LISTED RECORDS: Begin
Issue #2764, opened 2024-07-02
TextArea with useId causes duplicate ID


NerdCowboy:
### Current Behavior

When using the id from React's `useId` on the `Textarea` component, it triggers a duplicate ID error.
![IMG_D0A7EEC8E1AC-1](https://github.com/tamagui/tamagui/assets/757960/c9ecd340-3118-4ea8-a7c5-053bde08bb11)

It's worth noting this only seems to happen with the TextArea component.

i.e.
``` ts
export function Screen() {
  const id = useId()

  return (
    <TextArea id={id} placeholder="Duplicate ID here" />
  )
}
```

### Expected Behavior

To be able to use TextArea without a duplicate ID error

### Tamagui Version

```markdown
1.101.5
```

### Platform (Web, iOS, Android)

```markdown
only tested iOS
```

### Reproduction

```markdown
https://github.com/NerdCowboy/tamagui-textarea-bug
```

### System Info

```markdown
System:
    OS: macOS 14.5
    CPU: (16) x64 Intel(R) Core(TM) i9-9980HK CPU @ 2.40GHz
    Memory: 5.36 GB / 64.00 GB
    Shell: 5.9 - /bin/zsh
  Binaries:
    Node: 15.0.0 - ~/.nvm/versions/node/v15.0.0/bin/node
    npm: 7.24.2 - ~/.nvm/versions/node/v15.0.0/bin/npm
    Watchman: 2024.05.06.00 - /usr/local/bin/watchman
  Browsers:
    Brave Browser: 110.1.48.171
    Chrome: 126.0.6478.127
    Safari: 17.5
  npmPackages:
    @babel/runtime: ^7.24.6 => 7.24.6
    @manypkg/cli: ^0.21.4 => 0.21.4
    check-dependency-version-consistency: ^4.1.0 => 4.1.0
    eslint: ^9.3.0 => 9.4.0
    node-gyp: ^10.1.0 => 10.1.0
    prettier: ^3.2.5 => 3.3.0
    turbo: ^1.13.3 => 1.13.4
    typescript: ^5.4.5 => 5.4.5
```

Cauafernandes:
Has anyone resolved this problem?

I'm experiencing the same error.

dBianchii:
Same for me

dBianchii:
I created a PR: https://github.com/tamagui/tamagui/pull/2917

PR #2596, opened 2024-04-28
fix(Input): remove duplicate focus registration

TheEhsanSarshar:
fix #2592

PR #2917, opened 2024-09-13
fix(TextArea): remove duplicate focus registration

dBianchii:
Fixes https://github.com/tamagui/tamagui/issues/2764

so, I just copied the same that fixed the bug for the Input component. It was merged some time ago.
https://github.com/tamagui/tamagui/pull/2596


natew:
Hm ok so useFocusable already does this makes sense, thanks.

PR #2940, opened 2024-09-25
Fix issue with cache being compared before input string is trimmed

carlpontus:
Fix issue with cache being compared before input string is trimmed.

This caused styles not being applied if long names in theme was used.


natew:
ahhh this was confusing me, thanks for that. fixed it slightly differently but gave you credit on 9ccf3605a79b5408eda3aeebb6825585133d89cc

PR #2943, opened 2024-09-25
fixes to button blog post

benschac:
general fixes to inconsistencies.

### DIFF
--- a/code/tamagui.dev/data/docs/guides/how-to-build-a-button.mdx
+++ b/code/tamagui.dev/data/docs/guides/how-to-build-a-button.mdx
@@ -101,7 +101,14 @@ export const ButtonFrame = styled(View, {
       },
     },
   } as const,
-
+  // defaultVariants take priority over values passed higher up in the component tree.
+  // example:
+  // <Button.Props size="$lg">
+  //   <Button>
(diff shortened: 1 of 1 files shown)


code/tamagui.dev/data/docs/guides/how-to-build-a-button.mdx
```diff
@@ -101,7 +101,14 @@ export const ButtonFrame = styled(View, {
       },
     },
   } as const,
-
+  // defaultVariants take priority over values passed higher up in the component tree.
```
benschac, line 104: @natew not really sure how to articulate this, or where the best place to put this content is. But, being a bit clearer on prop order / president / which prop wins would be helpful in building the mental model.

natew: we probably should fix this to be more intuitive somehow, i'd have expected this to win 🤔 agree?

benschac: yeah, that makes sense. Feel free to take this over and or merge it. I don't think pedantic changes are worth additional cycles back-and-forth. Generally just trying to call out / help make the concept clearer.

PR #2873, opened 2024-08-23
fix(sheet): fix sheet max content size on translucent android system ui

LiZhequ:
close #2799

PR #2952, opened 2024-09-29
perf(sheet): avoid unnecessary rendering on keyboard chanage

LiZhequ:
In https://github.com/tamagui/tamagui/pull/2873, I changed `Dimensions.get('window').height` to `Dimensions.get('screen').height` to fix the issue of incorrect sheet maxContentSize on Android. Since the screen height doesn’t change when the keyboard appears, it is no longer necessary to listen for keyboard changes here. Additionally, as the sheet component re-renders when the keyboard changes—including all sheet components in the page stack—removing `useKeyboardVisible` improves performance, especially in complex forms with many sheet components.


natew:
I think we'll need to adjust this for web to use window but native use screen, but i can follow with that.

PR #368, opened 2016-08-25
Add accepts-attribute to image upload.

Droeftoeter:
This will give compatible browsers a hint to only allow images.


Alex-D:
Thanks :)

PR #371, opened 2016-08-25
I corrected some errors in translation

chadidi:


Alex-D:
You should fix that from and to `develop` branch.

PR #374, opened 2016-08-30
Mime-type validation for base64 inline images, template plugin.

Droeftoeter:
Added mime-type validation to the base64 plugin, it will now display an error if you select a file that is not an image.

Added a very basic template-plugin, select a template and it will replace the current editor content with the content the template. Because it is very difficult to find an icon for template, I also made it possible to have textual-buttons in the button-bar.

### DIFF
--- a/plugins/template/trumbowyg.template.js
+++ b/plugins/template/trumbowyg.template.js
@@ -1,0 +1,52 @@
+(function($) {
+    'use strict';
+
+    // Adds the language variables
+    $.extend(true, $.trumbowyg, {
+        langs: {
+            en: {
+                template: 'Template'
+            },
+            nl: {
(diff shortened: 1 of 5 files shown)


plugins/template/trumbowyg.template.js
```diff
@@ -0,0 +1,52 @@
+(function($) {
```
Alex-D: Can you move this file in `exemples` folder?

Droeftoeter:
@Alex-D I've added an example for the template plugin.

Alex-D:
Thanks!
I just need to check that when I go back home, then I should merge :)

Alex-D:
Cool! It works well!

PR #375, opened 2016-08-30
A few mistakes in the translation corrected

chadidi:
I've been corrected a few mistakes in the translation of ar.js file


Alex-D:
Duplicated of #376

PR #378, opened 2016-08-31
When editing text in the trumbowyg controllers the arrow keys navigat…

rahul8sharma:
When editing text in the trumbowyg controllers the arrow keys navigate the tabs and not the text. This happened when we navigate the arrow keys it propagate the all parents. So, I have added stopPropagation() to stop parent propagation.

### DIFF
--- a/src/trumbowyg.js
+++ b/src/trumbowyg.js
@@ -557,6 +557,7 @@ jQuery.trumbowyg = {
                     }
                 })
                 .on('keyup input', function (e) {
+                    e.stopPropagation()
                     if (e.which >= 37 && e.which <= 40) {
                         return;
                     }


Alex-D:
Didn't understand the fix. 
Arrow keys are already catched by the code below: 

```
if (e.which >= 37 && e.which <= 40) {
    return;
}
```

rahul8sharma:
That arrow key use to navigate the text inside the editor but if i have tab system in my application then i will press arrow key like left or right it will navigate a tabs. so i have stopped propagation and it will not navigate parent.

Alex-D:
OK, I have reproduce the bug, your patch is not the good way to fix the problem. The problem is: the content editable field keep like a focus and need to be blur.

That's not easy :/

geektortoise:
I had the same problem and I've shamefully put the same line here :

https://github.com/Alex-D/Trumbowyg/blob/develop/src/trumbowyg.js#L657

By the way, thanks for this awesome lib ! :-)

PR #379, opened 2016-08-31
Font Family and Font Size plugins

Droeftoeter:
I've added two extra buttons, one is to select a font-family from a list of websafe fonts. and the other lets you select a font-size from a set of predefined sizes (xs, s, m, l, xl). Examples included.


src/trumbowyg.js
```diff
@@ -1486,6 +1486,37 @@ jQuery.trumbowyg = {
         getRangeText: function () {
             return this.range + '';
         },
+        expandRange: function () {
```
Alex-D: I'm not OK to add a *huge* function to core for that :/
Need to optimize the size...

src/trumbowyg.js
```diff
@@ -1486,6 +1486,37 @@ jQuery.trumbowyg = {
...
+                documentSelection = t.doc.getSelection();
+
+            if (documentSelection.rangeCount) {
+                var ranges = [];
+                for (var i=0; i<documentSelection.rangeCount; i+=1) {
+                    var range = documentSelection.getRangeAt(i);
+                    var ancestor = range.commonAncestorContainer;
+
+                    if (ancestor.nodeType === 1) {
+                        if (range.startContainer.parentNode !== ancestor && documentSelection.containsNode(range.startContainer.parentNode, true)) {
```
Alex-D: Use a variable to store `range.startContainer.parentNode` because like that, uglifier can't minify this code.

So the minified from this code should be something like this:

```
if (r.startContainer.parentNode !== ancestor && d.containsNode(r.startContainer.parentNode, true)) {
```

But if you use a variable to store the parentNode it should be minified to something like that:

```
var p = r.startContainer.parentNode;
if (p !== ancestor && d.containsNode(p, true)) {
```

And if you see other optimizations like that you can apply them.

The gulpfile log the trumbowyg.min.js size and this size should not go over 21kB

src/trumbowyg.js
Alex-D: What do `expandRange`? Extend to the first block?

saggiyogesh:
Just a thought. 
Is it not possible a package these as separate plugins just like `color` plugin ?

Alex-D:
I think that should be in each plugin, but if this is a common part, maybe it could be interesting to add that method to the core... but, maybe it could be interesting to create a plugin that add that method to the core.

Something like a `expendSelection.js` that just register this new method and which is needed by the plugins that need this function.

```js
$.extend(true, $.trumbowyg, {
    plugins: {
        _expandSelection: {
            init: function (trumbowyg) {
                trumbowyg._expandSelection = function () {
                    // The code here...
                };
            }
        }
    }
});
```

Droeftoeter:
I'll take a look at decreasing the size. The reason I put it in the core is because I can imagine more plugins in the future will want to select the full text node or full node when applying an action.

Droeftoeter:
I tried to optimize it. It's a bit smaller now.

ffaubry:
@Alex-D Are you going to merge?

Alex-D:
I don't think so, because of the new fat function added to the core.

hytromo:
While I completely understand the reason why this hasn't merged yet, if anyone still tries to hack this into their project (like what I'm trying to do), then I've found that changing the `expandRange` function to do 

```
range.setStart(ancestor, range.startOffset);
range.setEnd(ancestor, range.endOffset);
```
under `else if (nodeType === 3)` to give a much closer feel to what office applications do (only the selected text changes, not everything under the same parent).

src/trumbowyg.js
PokatilovArt: Seems, that it takes expandes selected range till beginning and ending of paragraph.
For example, if you select the word "Ipsum" in paragraph "Lorem ipsum — dolor sit amet, consectetuer adipiscing elit", then you will get all the sentence.

But I don't understand, why do we need it. I guess, that it's a specific task for a commited user, but it without it plugin should work more correct. 

That is why:
LOC 52  `trumbowyg.expandRange();` in plugins/fontsize/trumbowyg.fontsize.js should also be remove.
>

floribon:
+1 for those plugins to be merged after cleanup.

I agree that **expandRange** should not be part of this PR as it can apply to any other formatting and in my case i don't need it, I want to change the font size only of the part being selected (I just commented out the call to `trumbowyg.expandRange()` and it works).

Droeftoeter:
I've removed the **expandRange** function from the core and synced the branch.;

Alex-D:
Can someone add some documentation into docs folder?

PR #381, opened 2016-09-02
Updating semantic to allow for more refined control over which elemen…

nurogenic:
…ts get mapped. Also allows people to refrain from forcing div tags to become p tags which was the inital reason for the update.

### DIFF
--- a/src/trumbowyg.js
+++ b/src/trumbowyg.js
@@ -344,11 +344,7 @@ jQuery.trumbowyg = {
 
             prefix: 'trumbowyg-',
 
-            semantic: {
-              'b': 'strong',
-              'i': 'em',
-              'div': 'p'
-            },
+            semantic: true,
             resetCss: false,
             removeformatPasted: false,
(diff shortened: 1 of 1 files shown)


Alex-D:
That could be interesting with some code optimizations yep. I don't have the time yet, but I should take a look at that soon.

nurogenic:
Ok great. Let me know if there's something you'd like me to take care of if you don't have the time.

richardtallent:
This looks similar to a need I have, but I'm not sure -- in my application, I actually *want* B, I, U, S, SUB, SUP, CODE, and BR to be allowed (along with OL, UL, and LI), but I don't want ANY other markup to be permitted (or any attributes), and any DIV or P should be converted to a trailing BR (ideally unless at the end or followed by OL/UL).

I know my needs are unusual, but I'm hoping for a generalized solution to transforming and whitelisting tags. Will this branch get me closer, or should I create a separate issue?

PR #385, opened 2016-09-06
Update trumbowyg.js

adamdburton:
Fixes the removeformat button doing nothing by creating a temporary div, setting the html for the div, grabbing the text value and replacing newlines with `<br>`'s. Then formats semantically.

Definitely not perfect but removes all formatting.

### DIFF
--- a/src/trumbowyg.js
+++ b/src/trumbowyg.js
@@ -917,6 +917,17 @@ jQuery.trumbowyg = {
         },
 
 
+        removeformat: function () {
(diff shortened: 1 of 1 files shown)


Alex-D:
I didn't understand what doesn't works?
I've retry on the [presentation page](http://alex-d.github.io/Trumbowyg/) with latest Chrome, all it's OK.

What's your browser? Give me more informations please :/

PR #387, opened 2016-09-06
Namespacing events

nurogenic:
Ran into issues where it was removing all click events from the body so i'm namespacing all on() and off() events.


nurogenic:
Ah I must have branched from master by mistake. The only changes I made were to src/trumbowyg.js

PR #388, opened 2016-09-06
Ran into issues where it was removing all click events from the body …

nurogenic:
Ran into issues where it was removing all click events from the body so i'm namespacing all on() and off() events.

### DIFF
--- a/src/trumbowyg.js
+++ b/src/trumbowyg.js
@@ -424,6 +424,9 @@ jQuery.trumbowyg = {
             t.addBtnDef(btnName, btnDef);
         });
 
+        // put this here in the event it would be merged in with options
+        t.eventNamespace = 'trumbowyg-event';
+
         // Keyboard shortcuts are load in this array
         t.keys = [];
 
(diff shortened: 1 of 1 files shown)


Alex-D:
I did not understand the bug :/

It bug when Trumbowyg do off ? Or when you do off in your app ?

nurogenic:
Trumbowyg was removing all events from the body even the ones that didn't have to do with trumbowyg.

Alex-D:
The only one off on body is here: https://github.com/Alex-D/Trumbowyg/blob/develop/src/trumbowyg.js#L964

Can you confirm me that's the only one event that was disabled by Trumbowyg?

nurogenic:
Correct but you're also adding events to the window and never removing them which is another issue. But If I wanted to add click events in my app on top of the events you have in trumbowyg I can't trust that you will only remove your events and not the ones I've added after the fact. Its good practice to namespace all events in a plugin to allow for developers to add their own code ontop without running into conflicts. If you wanted to break it down further and have form event namespace and a global event namepsace thats up to you but you should namespace all events.

Alex-D:
Yep but namespaces are a jQuery feature (or I missed something?) and I want to stay vanilla-compatible at the maximum.

But if it is necessary, I will add some namespaces :/

nurogenic:
I would say just add it to the body and the window since they're global elements for now as a bare minimum.

nurogenic:
I updated the pull request to only add namespacing to the window and body as well as add an off() call to remove events from the window on destroy.

https://github.com/Alex-D/Trumbowyg/pull/388/files#diff-a57e0e52aed1451208c5f2010cd3b537R1521

This line is fixing another issue where the element didn't have a parent element so I'm just checking one exists before setting it. I can separate out if you'd like it was committed by mistake.

Alex-D:
Sorry I have forget this PR. Thanks :)

PR #392, opened 2016-09-07
Recommend npm before bower

dandv:
...based on [the ecosystem moving towards npm](http://stackoverflow.com/questions/18641899/what-is-the-difference-between-bower-and-npm/31219726#31219726).


Alex-D:
OK. Why not. Thanks :)

PR #408, opened 2016-09-27
Plugin to clean pasted content from Microsoft Word

eradin:


Alex-D:
Thanks! I will test that.

PR #3235, opened 2018-05-03
Add the "loopback" flag.

ripfester:

* [ ] a bug fix
* [x] a new feature
* [ ] other

### Current behaviour

It is not possible to send messages to the local (server) endpoint. In scenarios where rooms/broadcasts are used, this requires the server to maintain a separate room->socket mapping so that administrative actions can be performed (e.g., close all sockets in room 'foo').

### New behaviour

With this change (and related PR https://github.com/socketio/socket.io-adapter/pull/56), it is possible to emit/broadcast messages that are handled by the local (server) endpoint by inserting `.loopback` into the emit syntax. On connect, the server can add handlers for messages that originate server-side, and later broadcast those messages in order to effect administrative actions (e.g., close all sockets in room 'foo') without maintaining independent mappings.

https://github.com/socketio/socket.io-adapter/pull/56 must be committed before this change, as `socket.io-adapter` is used in tests and must honour the `loopback` flag.

### DIFF
--- a/lib/client.js
+++ b/lib/client.js
@@ -163,6 +163,11 @@ Client.prototype.packet = function(packet, opts){
   opts = opts || {};
   var self = this;
 
+  if ('open' != this.conn.readyState) {
+    debug('ignoring packet write %j', packet);
+    return;
+  }
+
   // this writes to the actual connection
   function writeToEngine(encodedPackets) {
     if (opts.volatile && !self.conn.transport.writable) return;
@@ -171,15 +176,23 @@ Client.prototype.packet = function(packet, opts){
     }
   }
 
-  if ('open' == this.conn.readyState) {
+  if (opts.loopback) {
+    debug('writing loopback packet %j', packet);
+    // handle loopback packets as though they came in off the wire.
+    if (opts.preEncoded) { // a broadcast pre-encodes a packet
+      for (var i = 0; i < packet.length; i++) {
+        this.decoder.add(packet[i]);
+      }
+    } else { // no broadcasting, no need to decode
+      this.ondecoded(packet);
+    }
+  } else {
     debug('writing packet %j', packet);
     if (!opts.preEncoded) { // not broadcasting, need to encode
       this.encoder.encode(packet, writeToEngine); // encode, then write results to engine
     } else { // a broadcast pre-encodes a packet
       writeToEngine(packet);
     }
-  } else {
-    debug('ignoring packet write %j', packet);
   }
 };
 
--- a/lib/namespace.js
+++ b/lib/namespace.js
@@ -30,6 +30,7 @@ exports.events = [
  */
 
 exports.flags = [
+  'loopback',
   'json',
   'volatile',
   'local'
--- a/lib/socket.js
+++ b/lib/socket.js
@@ -37,6 +37,7 @@ exports.events = [
  */
 
 var flags = [
+  'loopback',
   'json',
   'volatile',
   'broadcast',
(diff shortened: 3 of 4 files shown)


chrisleck:
Would it be possible to pull this in?  Would be useful.

darrachequesne:
> this requires the server to maintain a separate room->socket mapping so that administrative actions can be performed (e.g., close all sockets in room 'foo').

Couldn't you just do the following?

```js
const room = io.of('/').adapter.rooms['foo'];
const sockets = room.sockets;

for (var id in sockets) {
  if (sockets.hasOwnProperty(id)) {
    const socket = io.of('/').connected[id];
    if (socket) {
      socket.disconnect();
    }
  }
}
```

Well, you're accessing the adapter internals, but that should work, shouldn't it?

chrisleck:
That won't work when you're using something like `socket.io-redis`, will it?

ripfester:
It's been a couple of years, but if I recall correctly @chrisleck is correct. This functionality was specifically desired to allow these types of server-side actions to be generated on a single server and distributed/handled across multiple servers when using the redis adapter.

darrachequesne:
Would [customHook/customRequest](https://github.com/socketio/socket.io-redis#redisadaptercustomrequestdataobject-fnfunction) from the Redis adapter suit your needs? (there's not much documentation about this feature, I'll try to fix this)

chrisleck:
Hi @darrachequesne, I took a look at the customHook/customRequest function, but it looks like that doesn't allow for sending to individual rooms?  Or am I reading that incorrectly?

chrisleck:
Hi @darrachequesne, I'm not trying to be annoying, but would like to make some forward progress here if possible. Any feedback on my comment above regarding sending to rooms through the custom* functions you pointed out above?

chrisleck:
Any updates @darrachequesne ?

chrisleck:
Hello folks - any updates on taking this PR?

darrachequesne:
@chris-codaio sorry for the delay.

If I correctly understand the suggested change, there is no way to make a distinction between packets sent by the client-side and those sent by the server-side, which seems problematic. Or am I missing something?

[This commit](https://github.com/socketio/socket.io/commit/b25495c069031674da08e19aed68922c7c7a0e28) (which will be released in the next version of Socket.IO) adds the following methods:

```js
// return all Socket instances of the "admin" namespace in the "room1" room
const sockets = await io.of("/admin").in("room1").fetchSockets();

// make all Socket instances of the "admin" namespace in the "room1" room join the "room2" room
io.of("/admin").in("room1").socketsJoin("room2");

// make all Socket instances of the "admin" namespace in the "room1" room leave the "room2" room
io.of("/admin").in("room1").socketsLeave("room2");

// make all Socket instances of the "admin" namespace in the "room1" room disconnect
io.of("/admin").in("room1").disconnectSockets();
```

Would it suit your use case?

If it does not, I think we could indeed add the `loopback` flag, but at the namespace level instead:

```js
// main namespace
io.loopback.emit("hello");
io.on("hello", () => { /* ... */ });

// custom namespace
io.of("/admin").loopback.emit(/* ... */);
io.of("/admin").on(/* ...*/);

// maybe with acknowledgements too, in a multi server setup
io.loopback.emit("hello", 1, "2", (err, responses) => {
  // ...
});
io.on("hello", (arg1, arg2, cb) => {
  cb(42);
});
```

What is your opinion?

darrachequesne:
For future readers: this was implemented with the `serverSideEmit` feature.

Documentation: https://socket.io/docs/v4/server-api/#namespace-serverSideEmit-eventName-%E2%80%A6args-ack

PR #3240, opened 2018-05-07
Improve the chat example with more ES6 features

sergiolenza:
- Add default initializers
- Use let and const instead var

* [ ] a bug fix
* [ ] a new feature
* [ ] other

### Current behaviour
The chat example can be updated with ES6 features like default params, constants (avoiding the use of `var`), and template literals.

https://developer.mozilla.org/en-US/docs/Web/JavaScript/Reference/Functions/Default_parameters
https://developer.mozilla.org/en-US/docs/Web/JavaScript/Reference/Statements/const
https://developer.mozilla.org/en-US/docs/Web/JavaScript/Reference/Template_literals

### New behaviour
The chat example with these three features.

### DIFF
--- a/examples/chat/public/main.js
+++ b/examples/chat/public/main.js
@@ -1,36 +1,36 @@
 $(function() {
-  var FADE_TIME = 150; // ms
-  var TYPING_TIMER_LENGTH = 400; // ms
-  var COLORS = [
+  const FADE_TIME = 150; // ms
+  const TYPING_TIMER_LENGTH = 400; // ms
+  const COLORS = [
     '#e21400', '#91580f', '#f8a700', '#f78b00',
     '#58dc00', '#287b00', '#a8f07a', '#4ae8c4',
     '#3b88eb', '#3824aa', '#a700ff', '#d300e7'
   ];
 
   // Initialize variables
-  var $window = $(window);
-  var $usernameInput = $('.usernameInput'); // Input for username
-  var $messages = $('.messages'); // Messages area
-  var $inputMessage = $('.inputMessage'); // Input message input box
+  const $window = $(window);
+  const $usernameInput = $('.usernameInput'); // Input for username
+  const $messages = $('.messages');           // Messages area
+  const $inputMessage = $('.inputMessage');   // Input message input box
 
-  var $loginPage = $('.login.page'); // The login page
-  var $chatPage = $('.chat.page'); // The chatroom page
+  const $loginPage = $('.login.page');        // The login page
+  const $chatPage = $('.chat.page');          // The chatroom page
+
+  const socket = io();
 
   // Prompt for setting a username
-  var username;
-  var connected = false;
-  var typing = false;
-  var lastTypingTime;
-  var $currentInput = $usernameInput.focus();
-
-  var socket = io();
+  let username;
+  let connected = false;
+  let typing = false;
+  let lastTypingTime;
+  let $currentInput = $usernameInput.focus();
 
   const addParticipantsMessage = (data) => {
-    var message = '';
+    let message = '';
     if (data.numUsers === 1) {
-      message += "there's 1 participant";
+      message += `there's 1 participant`;
     } else {
-      message += "there are " + data.numUsers + " participants";
+      message += `there are ${data.numUsers} participants`;
     }
     log(message);
   }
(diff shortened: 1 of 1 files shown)


examples/chat/public/main.js
```diff
@@ -118,19 +114,8 @@ $(function() {
...
-    if (!options) {
-      options = {};
-    }
-    if (typeof options.fade === 'undefined') {
-      options.fade = true;
-    }
-    if (typeof options.prepend === 'undefined') {
-      options.prepend = false;
-    }
+  const addMessageElement = (el, options = { fade: true, prepend: false }) => {
```
bksahu: 'X is typing' message not fading out.
I tried converting all the arrow function to normal function and it worked. But it's not working in arrow function.

examples/chat/public/main.js
```diff
@@ -53,45 +53,41 @@ $(function() {
...
-    const log = (message, options) => {
-    var $el = $('<li>').addClass('log').text(message);
+  const log = (message, options) => {
+    const $el = $('<li>').addClass('log').text(message);
     addMessageElement($el, options);
   }
 
   // Adds the visual chat message to the message list
-  const addChatMessage = (data, options) => {
+  const addChatMessage = (data, options = {}) => {
```
senyaak: This won't work if option is null.

examples/chat/public/main.js
senyaak: Also wont work if null will be passed

darrachequesne:
@sergiolenza could you please review the comments made to the PR? Thanks a lot!

sergiolenza:
> @sergiolenza could you please review the comments made to the PR? Thanks a lot!

Yes of course @darrachequesne.
I'll review it this weekend.
Thanks! 🙏

examples/chat/public/main.js
sergiolenza: 👌

examples/chat/public/main.js
sergiolenza: 👌

examples/chat/public/main.js
```diff
@@ -1,36 +1,36 @@
...
+  let typing = false;
+  let lastTypingTime;
+  let $currentInput = $usernameInput.focus();
 
   const addParticipantsMessage = (data) => {
-    var message = '';
+    let message = '';
     if (data.numUsers === 1) {
-      message += "there's 1 participant";
+      message += `there's 1 participant`;
```
dasilvacontin, line 31: The string here should be single quotes, since there's no variable being insert (following the style of the rest of the page).

```suggestion
      message += 'there's 1 participant';
```

examples/chat/public/main.js
```diff
@@ -53,45 +53,41 @@ $(function() {
...
   // Log a message
-    const log = (message, options) => {
-    var $el = $('<li>').addClass('log').text(message);
+  const log = (message, options) => {
+    const $el = $('<li>').addClass('log').text(message);
     addMessageElement($el, options);
   }
 
   // Adds the visual chat message to the message list
   const addChatMessage = (data, options) => {
```
dasilvacontin, line 75: There's a deleted line below that has no matching new line: `options = options || {};`.

Did you mean to add a default parameter for `options` here?
```suggestion
  const addChatMessage = (data, options = {}) => {
```

examples/chat/public/main.js
```diff
@@ -119,8 +115,7 @@ $(function() {
   // options.prepend - If the element should prepend
   //   all other messages (default = false)
   const addMessageElement = (el, options) => {
-    var $el = $(el);
-
+    const $el = $(el);
     // Setup default options
     if (!options) {
       options = {};
```
dasilvacontin, line 121: I'd suggest moving this to a default function parameter value.

dasilvacontin: I don't feel to strongly about this change though, because there's additional "default options logic" that can't be moved into the parameter description, since you may define `fade` and not `prepend`, and you still want `prepend` to default to the value below (following the logic in this code).

examples/chat/public/main.js
```diff
@@ -229,7 +225,7 @@ $(function() {
   socket.on('login', (data) => {
     connected = true;
     // Display the welcome message
-    var message = "Welcome to Socket.IO Chat – ";
+    const message = 'Welcome to Socket.IO Chat – ';
```
dasilvacontin, line 228: (exhibit A of use of single quotes on string with non-parameter)

PR #3268, opened 2018-06-06
Doc improvement

enricop89:

* [] a bug fix
* [ x ] a new feature
* [ x ] an update to the documentation
* [ ] other

Hello everyone, I updated the disconnect reasons in the documentation. I extracted them from the source code of the library. Please let me know if everything is correct.

I would like to propose a more precise format for the disconnection reasons, something like this:

```json
"code": xxx,
"reason": "The reason of the error",
"message": "The message of the error"
```

With this format, it is easier to parse reasons and build logic upon the disconnection event.

### DIFF
--- a/docs/API.md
LISTED RECORDS: End
▶ _AIM OF THE EXERCISE_
Out of the data above, give again only the lines starting at the one holding "I updated the pull" and ending at the one holding "var self = this;", unchanged.

▶ _RESULT FOR THIS TASK_
I updated the pull request to only add namespacing to the window and body as well as add an off() call to remove events from the window on destroy.

https://github.com/Alex-D/Trumbowyg/pull/388/files#diff-a57e0e52aed1451208c5f2010cd3b537R1521

This line is fixing another issue where the element didn't have a parent element so I'm just checking one exists before setting it. I can separate out if you'd like it was committed by mistake.

Alex-D:
Sorry I have forget this PR. Thanks :)

PR #392, opened 2016-09-07
Recommend npm before bower

dandv:
...based on [the ecosystem moving towards npm](http://stackoverflow.com/questions/18641899/what-is-the-difference-between-bower-and-npm/31219726#31219726).


Alex-D:
OK. Why not. Thanks :)

PR #408, opened 2016-09-27
Plugin to clean pasted content from Microsoft Word

eradin:


Alex-D:
Thanks! I will test that.

PR #3235, opened 2018-05-03
Add the "loopback" flag.

ripfester:

* [ ] a bug fix
* [x] a new feature
* [ ] other

### Current behaviour

It is not possible to send messages to the local (server) endpoint. In scenarios where rooms/broadcasts are used, this requires the server to maintain a separate room->socket mapping so that administrative actions can be performed (e.g., close all sockets in room 'foo').

### New behaviour

With this change (and related PR https://github.com/socketio/socket.io-adapter/pull/56), it is possible to emit/broadcast messages that are handled by the local (server) endpoint by inserting `.loopback` into the emit syntax. On connect, the server can add handlers for messages that originate server-side, and later broadcast those messages in order to effect administrative actions (e.g., close all sockets in room 'foo') without maintaining independent mappings.

https://github.com/socketio/socket.io-adapter/pull/56 must be committed before this change, as `socket.io-adapter` is used in tests and must honour the `loopback` flag.

### DIFF
--- a/lib/client.js
+++ b/lib/client.js
@@ -163,6 +163,11 @@ Client.prototype.packet = function(packet, opts){
   opts = opts || {};
   var self = this;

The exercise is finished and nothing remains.